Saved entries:
= Beginning of Section =
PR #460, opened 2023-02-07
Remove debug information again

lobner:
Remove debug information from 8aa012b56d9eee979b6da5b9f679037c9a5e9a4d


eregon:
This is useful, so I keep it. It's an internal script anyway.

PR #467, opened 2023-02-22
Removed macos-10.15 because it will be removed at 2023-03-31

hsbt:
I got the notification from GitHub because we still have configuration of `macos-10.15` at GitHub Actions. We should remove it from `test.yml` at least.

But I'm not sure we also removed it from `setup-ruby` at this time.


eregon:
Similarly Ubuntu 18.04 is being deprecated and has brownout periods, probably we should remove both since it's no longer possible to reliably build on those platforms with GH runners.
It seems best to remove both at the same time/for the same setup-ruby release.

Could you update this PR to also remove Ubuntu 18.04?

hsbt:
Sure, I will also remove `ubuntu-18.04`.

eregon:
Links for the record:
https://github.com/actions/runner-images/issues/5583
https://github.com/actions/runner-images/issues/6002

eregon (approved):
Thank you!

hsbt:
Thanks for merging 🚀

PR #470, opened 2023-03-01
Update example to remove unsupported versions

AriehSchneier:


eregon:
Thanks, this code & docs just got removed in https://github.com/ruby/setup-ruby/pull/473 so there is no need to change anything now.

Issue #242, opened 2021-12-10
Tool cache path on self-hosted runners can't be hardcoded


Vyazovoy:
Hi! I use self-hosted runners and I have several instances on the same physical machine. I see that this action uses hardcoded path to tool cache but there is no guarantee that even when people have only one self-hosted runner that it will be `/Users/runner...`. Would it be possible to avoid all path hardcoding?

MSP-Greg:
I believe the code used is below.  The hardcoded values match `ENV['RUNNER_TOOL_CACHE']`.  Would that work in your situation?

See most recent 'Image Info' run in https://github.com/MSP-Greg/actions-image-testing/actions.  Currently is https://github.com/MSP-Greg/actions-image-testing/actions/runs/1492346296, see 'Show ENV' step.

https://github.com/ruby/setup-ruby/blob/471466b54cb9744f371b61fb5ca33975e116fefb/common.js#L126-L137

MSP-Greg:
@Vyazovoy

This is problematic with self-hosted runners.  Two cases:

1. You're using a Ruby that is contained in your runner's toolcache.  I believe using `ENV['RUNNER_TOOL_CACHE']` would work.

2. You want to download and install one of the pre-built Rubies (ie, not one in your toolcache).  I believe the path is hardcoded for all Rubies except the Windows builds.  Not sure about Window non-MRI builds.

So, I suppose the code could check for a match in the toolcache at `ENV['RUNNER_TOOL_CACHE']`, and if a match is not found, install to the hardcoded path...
= End of Section =
Your answer should consist of copies of the lines above that include the string "issues".

__OUTPUT OF THE EXERCISE__:
https://github.com/actions/runner-images/issues/5583
https://github.com/actions/runner-images/issues/6002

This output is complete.